[waitpinga beach, south australia]
today, i sat on a beach and watched the sunset over the ocean. i walked along its shores and let the sea run through my toes. i waited in the whitewash, i sank in the wetness.
i walked to drier ground and sat and watched the waves. i picked up sand, rubbed it between my fingers as i thought about being there. truly there. i let it hold me up, i let myself dig deeper down. i felt it’s cool damp. i saw birds and smelled air so fresh, like dry grass wet from the cooling eve. i felt the warmth on my skin and i squinted at the brightness of the day’s last light. spots formed in my vision after staring at the sun for too long, they clouded my sight, i rubbed my eyes. remembered what we were told and wondered if staring at a setting sun was alright… it sank below the horizon, turning the sky a simple faded red. an island in the foreground, its painted silhouette.

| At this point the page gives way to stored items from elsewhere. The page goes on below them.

PR #1256, opened 2023-07-05
feat: support compute_engine authentication parameter

f0ssel:
Cloud can now target compute engines based on this option and will return the compute engine IP that matches the name when specified or otherwise will target the shared pool.

### DIFF
--- a/crates/pgsrv/src/proxy.rs
+++ b/crates/pgsrv/src/proxy.rs
@@ -339,6 +339,13 @@ impl<A: ProxyAuthenticator> ProxyHandler<A> {
                     None => user,
                 };
 
+                // Extract the compute engine name (optional) from startup params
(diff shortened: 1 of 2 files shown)


crates/pgsrv/src/proxy.rs
```diff
@@ -339,14 +339,21 @@ impl<A: ProxyAuthenticator> ProxyHandler<A> {
                     None => user,
                 };
 
+                // Extract the compute engine name (optional) from startup params
+                // Defaults to empty string which will target the shared pool
+                let compute_engine = match params.get("compute_engine") {
+                    Some(compute_engine) => compute_engine,
+                    None => "",
+                };
```
scsmithr, line 347: We'll want to grab this from `options` (which corresponds to the options part of the connection string).

scsmithr (approved):

PR #1258, opened 2023-07-06
chore: Add pytest

scsmithr:
As a consequence, I also needed to figure out how to get locally scoped variables.

This also fixes not being able to query pandas dataframes.

### DIFF
--- a/py-glaredb/src/environment.rs
+++ b/py-glaredb/src/environment.rs
@@ -18,19 +18,54 @@ impl EnvironmentReader for PyEnvironmentReader {
         name: &str,
     ) -> Result<Option<Arc<dyn TableProvider>>, Box<dyn std::error::Error + Send + Sync>> {
         Python::with_gil(|py| {
-            // Currently assuming any error getting the variable just means
-            // there's no variable with that name.
-            let var = match py.eval(name, None, None) {
-                Ok(var) => var,
-                Err(_) => return Ok(None),
+            let var = match search_var(py, name) {
+                Ok(Some(var)) => var,
+                _ => return Ok(None),
             };
 
             // since the resolve functions will err if the library is uninstalled,
             // dont `try` the results, we want to move on next resolver if this one errs.
-            resolve_polars(py, var)
-                .or_else(|_| resolve_pandas(py, var))
-                .or_else(|_| Ok(None))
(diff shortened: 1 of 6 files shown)


py-glaredb/src/environment.rs
```diff
@@ -18,22 +18,56 @@ impl EnvironmentReader for PyEnvironmentReader {
...
-                .or_else(|_| resolve_pandas(py, var))
-                .or_else(|_| Ok(None))
+            if let Ok(Some(table)) = resolve_polars(py, var) {
+                return Ok(Some(table));
+            }
+            if let Ok(Some(table)) = resolve_pandas(py, var) {
+                return Ok(Some(table));
+            }
+
+            Ok(None)
```
universalmind303, line 35: these code blocks should resolve the same. Should we generally try to prefer procedural if/let syntax over the functional `or_else`?

py-glaredb/src/environment.rs
```diff
@@ -18,22 +18,56 @@ impl EnvironmentReader for PyEnvironmentReader {
...
         })
     }
 }
 
+/// Search for a python variable in the current frame, or any parent frame.
+fn search_var<'py>(py: Python<'py>, name: &str) -> PyResult<Option<&'py PyAny>> {
```
universalmind303, line 41:
```suggestion
fn get_stack_locals<'py>(py: Python<'py>, name: &str) -> PyResult<Option<&'py PyAny>> {
```

universalmind303 (commented):
a few small comments, but overall looks good.

py-glaredb/src/environment.rs
scsmithr: The issue previously was `resolve_polars` would return `Ok(None)` when the variable exists, but isn't a polars dataframe. This would short circuit the `or_else` chain, and so we would never be able to get the table provider for reading the pandas dataframe.

The above change will return early only if the variable is found _and_ the variable is the correct dataframe type.

In general though, I don't have strong opinions on procedural vs functional. I just typically do what's easiest to reason about with the problem at hand.

universalmind303: ok got it. That makes more sense then.

universalmind303 (approved):

PR #1282, opened 2023-07-10
chore: Add remoteexec module for remote execution

scsmithr:
(wip)

Adds in a grpc service/client for remote execution of query plans.


scsmithr:
closin

PR #1286, opened 2023-07-11
fix: don't fetch filetype eagerly

### LINKED ISSUE #1284: Reading file extension is too eager
## Context

```
sean@Seans-Air glaredb % echo '{"hello": "world"}' > test
sean@Seans-Air glaredb % ./target/debug/glaredb local --query "select * from ndjson_scan('./test')"
Error: Error during planning: No file extension provided
```

https://github.com/GlareDB/glaredb/blob/17996a912dd6565738583771e7108cbd50d11093/crates/datasources/src/object_store/local.rs#L75

Getting the file extension should only be called if `file_type` is not provided.

adhish20:
Changed the logic to fetch filetype only if it is not provided

fixes #1284


vrongmeal (approved):
Yey! First PR 🥳

scsmithr (approved):

PR #1287, opened 2023-07-11
wip: binarycopyexec serialization

universalmind303:


crates/datasources/src/postgres/mod.rs
```diff
@@ -604,13 +633,22 @@ impl ExecutionPlan for BinaryCopyExec {
...
+        //     .await;
+        //     let stream = ChunkStream {
+        //         state: StreamState::Idle,
+        //         types: self.pg_types.clone(),
+        //         opener: opener?,
+        //         arrow_schema: self.arrow_schema.clone(),
+        //     };
+        //     stream
+        // })
     }
```
universalmind303, line 652: @scsmithr I've been struggling with figuring out how to implement the `execute` in a way that doesnt rely on `async`. 

the `tokio_postgres::Client` needs to be created inside the `execute`, but it relies on a tokio runtime. But since we need this serializeable, we can't have `BinaryCopyExec` hold a connection handle, or a runtime handle. 

We _could_ just block on this since `execute` is already sync. But wasn't sure if there was maybe a better way.

crates/metastoreproto/src/types/options.rs
```diff
@@ -916,7 +918,7 @@ impl From<TunnelOptionsDebug> for options::TunnelOptionsDebug {
     }
 }
 
-#[derive(Debug, Clone, Arbitrary, PartialEq, Eq)]
+#[derive(Debug, Clone, Arbitrary, PartialEq, Eq, Serialize, Deserialize)]
```
universalmind303, line 921: todo: remove these. Was just using them to make sure everything was properly serializable.

PR #1305, opened 2023-07-13
WIP: use pr-target instead of pr

universalmind303:


universalmind303:
using this approach, we'll definitely want to double check to make sure our actions are using this settings.


image

or even the more aggressive
image

scsmithr:
> looks like it's stuck on `Expected — Waiting for status to be reported`.
> 
> I think i ran into this issue in the past, the `pull_request_target` has to be on main for this to trigger.

So would force merging this fix the issue for all future prs?

universalmind303:
> So would force merging this fix the issue for all future prs?

I think so. We can try it & if it's not working as expected we can revert the PR.

Issue #1297, opened 2023-07-12
Add `COPY .. TO ..` tests for GCS and S3


vrongmeal:
## Summary

Currently, we have limited support for `*_scan` functions. Once those are complete, add `COPY .. TO ..` tests for GCS and S3 (along-with testing credentials).

### Specifications

Just add more SLTs. Local tests cover a lot of cases, we only need to test creds and basic URL support for both.

## Goals

To have more tests :)

vrongmeal:
Resolved in #1314

Issue #1225, opened 2023-06-29
Allow multiple urls in `*_scan` functions


scsmithr:
## Summary

Eg

```
select * from parquet_scan(['./path/1.parquet', './path/2.parquet'])
```

scsmithr:
My initial thoughts here were we'd push it down to the exec and assume that all files provided are in the same bucket / use the same object store. If they differ, we could just error as I would think wanting to scan multiple parquet files from different buckets would be an exceptional use case.

The logical union is interesting, and definitely could be something we could implement to support the multiple buckets use case. However I think as a first pass, we just assume everything is in the same bucket for now.

scsmithr:
This was closed with #1314

PR #1314, opened 2023-07-14
feat: Support named arguments and idents in table functions.

### LINKED ISSUE #1308: Support named arguments in table functions
## Summary

Support named arguments in table functions.

### Specifications

```sql
SELECT * FROM csv_scan('s3://bucket/obj', 'aws_creds', region='us-east-1');
```

## Rationale

Passing strings and checking everything using the number of arguments causes many issues. Named arguments can act like "options".

## Tasks

- [ ] Support named arguments in `crates/datafusion_planner/src/relation/mod.rs`.
- [ ] Use this to support raw authentication parameters in `*_scan` functions:

    ```sql
    SELECT * FROM csv_scan('gs://bucket/obj', service_account_key = '...');
    SELECT * FROM csv_scan('s3://bucket/obj', region = '...', access_key_id = '...', secret_access_key = '...');
    ```

vrongmeal:
We can now add named arguments that can be passed into table functions which act like options basically.

Passing identifiers as arguments is also supported now.

```sql
SELECT * FROM csv_scan(
  's3://bucket/object',
  aws_creds,      -- Identifier, can also be quoted: "aws_creds"
  region => '...' -- Named argument, can be passed as `key => val`
);
```

Fixes #1308, #1297 

---

### ☑️ TODO

- [x] Raw credentials as named arguments.

### DIFF
--- a/crates/sqlbuiltins/src/functions.rs
+++ b/crates/sqlbuiltins/src/functions.rs
@@ -32,6 +32,7 @@ use metastore_client::types::options::{
 use num_traits::Zero;
 use once_cell::sync::Lazy;
 use std::collections::HashMap;
+use std::fmt::{self, Write};
 use std::ops::{Add, AddAssign};
 use std::pin::Pin;
 use std::sync::Arc;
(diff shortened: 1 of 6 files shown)


vrongmeal:
TODO: Raw credentials as named arguments.

scsmithr:
This looks very slick!

crates/sqlbuiltins/src/functions.rs
```diff
@@ -104,6 +104,53 @@ pub trait TableFuncContextProvider: Sync + Send {
     fn get_credentials_entry(&self, name: &str) -> Option<&CredentialsEntry>;
 }
 
+/// Value from a function parameter.
+#[derive(Debug, Clone)]
+pub enum FuncParamValue {
```
universalmind303, line 109: IMO, this is kinda hard to understand the flow. Couldn't we just pass around the entire `Expr` and do a `string_from_expr` instead of `string_from_scalar`? 


over in polars, I created a trait to extract values from `Expr`

```rust

pub(crate) trait FromSqlExpr {
    fn from_sql_expr(expr: &SqlExpr, ctx: &SQLContext) -> PolarsResult<Self>
    where
        Self: Sized;
}

impl FromSqlExpr for String {
    fn from_sql_expr(expr: &SqlExpr, _: &SQLContext) -> PolarsResult<Self>
    where
        Self: Sized,
    {
        match expr {
            SqlExpr::Value(v) => match v {
                SqlValue::SingleQuotedString(s) => Ok(s.clone()),
                _ => polars_bail!(ComputeError: "can't parse literal {:?}", v),
            },
            _ => polars_bail!(ComputeError: "can't parse literal {:?}", expr),
        }
    }
}
```

could likely do something similar here. so instead of 
```rust
string_from_scalar(args.next().unwrap().try_into()?)?;
```
we'd end up with
```rust
String::try_from_sql_expr(args.next.unwrap())?
```
which I feel is much more readable.

vrongmeal: That's a neat idea. I did it to explicitly differentiate between `Ident` and `ScalarValue`, so a little confused how should I implement the trait. Maybe have some default functions...

```rust
pub trait FromFuncParamValue {
    fn try_from_scalar(s: ScalarValue) -> Result<Self>;
    fn try_from_ident(s: String) -> Result<Self>;

    fn from_scalar(v: FuncParamValue) -> Result<Self> {
        match v {
            FuncParamValue::Scalar(s) => Self::try_from_scalar(s),
            _ => Err(...),
        }
    }

    fn from_ident(v: FuncParamValue) -> Result<Self> {
         match v {
            FuncParamValue::Ident(s) => Self::try_from_ident(s),
            _ => Err(...),
        }
    }
}
```

So we'll be able to:

```rust
String::from_scalar(args.next().unwrap())?
```

universalmind303: I think the idea is to defer the parsing of `Expr -> ScalarValue` and `Expr -> Ident`. We can just pass along the `Expr` 
instead of `args: Vec<FuncParamValue>,`
`args: Vec<Expr>,`

then just extract the needed value there. 

for example

```rust
async fn create_provider(
        &self,
        _: &dyn TableFuncContextProvider,
        args: Vec<FuncParamValue>,
        _opts: HashMap<String, FuncParamValue>,
        match args.len() {
            3 => {
                let mut args = args.into_iter();
                let conn_str = string_from_scalar(args.next().unwrap().try_into()?)?;
                let schema = string_from_scalar(args.next().unwrap().try_into()?)?;
                let table = string_from_scalar(args.next().unwrap().try_into()?)?;
               //...
            }
            _ => Err(BuiltinError::InvalidNumArgs),
        }
    }
```

would be something like this

```rust
async fn create_provider(
        &self,
        _: &dyn TableFuncContextProvider,
        args: Vec<Expr>,
        _opts: HashMap<String, Expr>,
        match args.len() {
            3 => {
                let mut args = args.into_iter();
                let conn_str = String::try_from_sql_expr(args.next().unwrap())?
                let schema = String::try_from_sql_expr(args.next().unwrap())?
                let table = String::try_from_sql_expr(args.next().unwrap())?
               // ...
            }
            _ => Err(BuiltinError::InvalidNumArgs),
        }
    }
```
and the `FromSqlExpr` would match on both scalar strings & ident
    
```rust
impl FromSqlExpr for String {
    fn from_sql_expr(expr: &SqlExpr, _: &SQLContext) -> PolarsResult<Self>
    where
        Self: Sized,
    {
        match expr {
           SqlExpr::Identifier(ident) => Ok(self.normalizer.normalize(ident).into())
            SqlExpr::Value(v) => match v {
                SqlValue::SingleQuotedString(s) => Ok(s.clone()),
                _ => polars_bail!(ComputeError: "can't parse literal {:?}", v),
            },
            _ => polars_bail!(ComputeError: "can't parse literal {:?}", expr),
        }
    }
}
```

universalmind303:
for more clarity... I have to do this for #1225. 

here's an example of what i'm thinking. 

https://github.com/GlareDB/glaredb/compare/universalmind303/multi-scan?expand=1

crates/sqlbuiltins/src/functions.rs
vrongmeal: The reason I'm not willing to do this is because it doesn't let us differentiate between the source of parameter.

For example:

```rust
let credentials: String = args.next().unwrap().from_sql_expr()?;
```

This will be parsed for both the cases, when the `Expr` is `Ident` or a `ScalarValue`. Basically, doesn't let us differentiate between a literal and an identifier, so both the following would work:

```
select * from csv_scan('gs://bucket/object', mycreds);

select * from csv_scan('gs://bucket/object', 'mycreds');
```

I understand that we don't defer parsing `Expr` in this case. What I think of this is, we eventually convert an `Expr` to a `FuncParamValue` (equivalent to an `Expr`).

If the above case I mentioned doesn't seem like a big deal, I think your method is better, but I am only confused about that. Will give it some thought today, would love to hear your opinions. Also tagging @scsmithr

vrongmeal: I thought about it; maybe it doesn't matter. If we ever need a strict distinction, we can create a wrapper over `String` like `Ident(String)` and implement the trait.

I will copy stuff from your PR to minimize conflict resolution...

vrongmeal: I think we still need something like `FuncParamValue` as in intermediate since we want named parameters as options that we can get by name. We can't force positions for named arguments. This is something we'll have to process before-hand.

vrongmeal: Pushed a change. I feel this is fine, having an intermediate `FuncParamValue`. It's much clearer to read with the trait `FromFuncParamValue`. I don't see any disadvantage of going this way since using this intermediate, we eventually just figure out during planning that the arguments are valid and something our functions will accept.

scsmithr: To throw in my input, I would _prefer_ if we were able to differentiate between idents and strings, but I think having a clear implementation is more important here.

I didn't have a chance to go through the previous iteration, but the code we have here looks fine to me. However I want to leave end decision up to you two.

scsmithr (approved):

crates/sqlbuiltins/src/functions.rs
vrongmeal: I am quite happy with this. I guess we can merge this for now. We'll make more changes later if required.

PR #1315, opened 2023-07-14
feat: adding show() method to python execution results

### LINKED ISSUE #1216: Add `show` method to python execution results
## Summary

Be able to print out results without needing to call `to_polars` or `to_pandas` first.

adhish20:
Fixes #1216


adhish20:
Output from the example :

pyarrow.Table
A: int64
fruits: large_string
B: int64
cars: large_string
----
A: [[1,2,5]]
fruits: [["banana","banana","banana"]]
...
pyarrow.Table
A: int64
fruits: string
B: int64
cars: string
-- schema metadata --
pandas: '{"index_columns": [{"kind": "range", "name": null, "start": 0, "' + 677
----
A: [[1,2,5]]
fruits: [["banana","banana","banana"]]
B: [[5,4,1]]
cars: [["beetle","audi","beetle"]]

py-glaredb/src/session.rs
```diff
@@ -171,4 +175,24 @@ impl PyExecutionResult {
             Ok(result)
         })
     }
+
+    #[allow(clippy::wrong_self_convention)] // this is consistent with other python API's
```
universalmind303, line 179: i don't think we need this for `show`

py-glaredb/src/logical_plan.rs
```diff
@@ -60,6 +60,9 @@ impl PyLogicalPlan {
     fn to_pandas(&self, py: Python) -> PyResult<PyObject> {
         self.collect(py)?.to_pandas(py)
     }
+    fn show(&self, py: Python, show_metadata: bool, n_cols: u64) -> PyResult<()> {
+        self.collect(py)?.show(py, show_metadata, n_cols)
+    }
```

i felt a lot. i felt my breath. i counted out my inhales and my exhales. i matched them, second for second. i thought of everything and nothing and i was there, fully there. i was in myself, out of myself, within the earth. it felt like i was everywhere. i watched fishermen reel in their catches, grins spread across their faces, rods bowing at the the current and fish pulling to be free. the waves crashed to shore, out again they went. just like my breath, steady and knowing and sure.
there’s a natural filter here, he said, if you don’t move with the flow, follow the pace, remove the struggle and find your place within the entirety of the fluidity, you won’t find the magic. you won’t feel the energy. you won’t find open doors to open air and open hearts, you know, they’re everywhere.
there’s a finality to my days now. things are blossoming and things are closing, just how they should. just how i feel is right. there’s a bigger sense of being, a more enormous feeling of living, on this island soaked in salt water mystery.
the wind whips against my skin, coiling across the universe, leaving me in seconds of stillness to breathe and dream and wonder.
forever isn’t so long.
there was a moment today, just after we, the 80 or so yogis, inhaled as one.
‘ommmmm’, we chanted with our exhale, just as the wind picked up and crawled between the sun and the shade to the echo of our energy. ‘whhhooooshhh’, it answered, as the space between the trees where we stood came to vibrant life. the pulsating, invisible power of our collective om – the breath of the wind, the flow.
it was divinity. it was love and everything else.
she asked us to stay present tonight. to stay in the room. to stay with each breath. but my mind was racing. a million miles an hour it was racing. i was thinking and planning and dreaming up moments.
what we’d say. what the weather would be like. how it would all end up.
mmm. my mind was racing. thoughts of how and when and wishing on stars. of what’s next and where to. what am i meant to do with it all? my mind jumped from thought to thought as my body moved from pose to pose.
but i came back to my breath in yoga tonight, filling my lungs, my soul, with new, positive, liberating energy. the opposite fading with each determined exhale.
i came back to my breath, yes, even as those thoughts tried to rush around my body, with the blood coursing through my heart, beating so fast.
i’ll tame my wild thoughts. one day i will.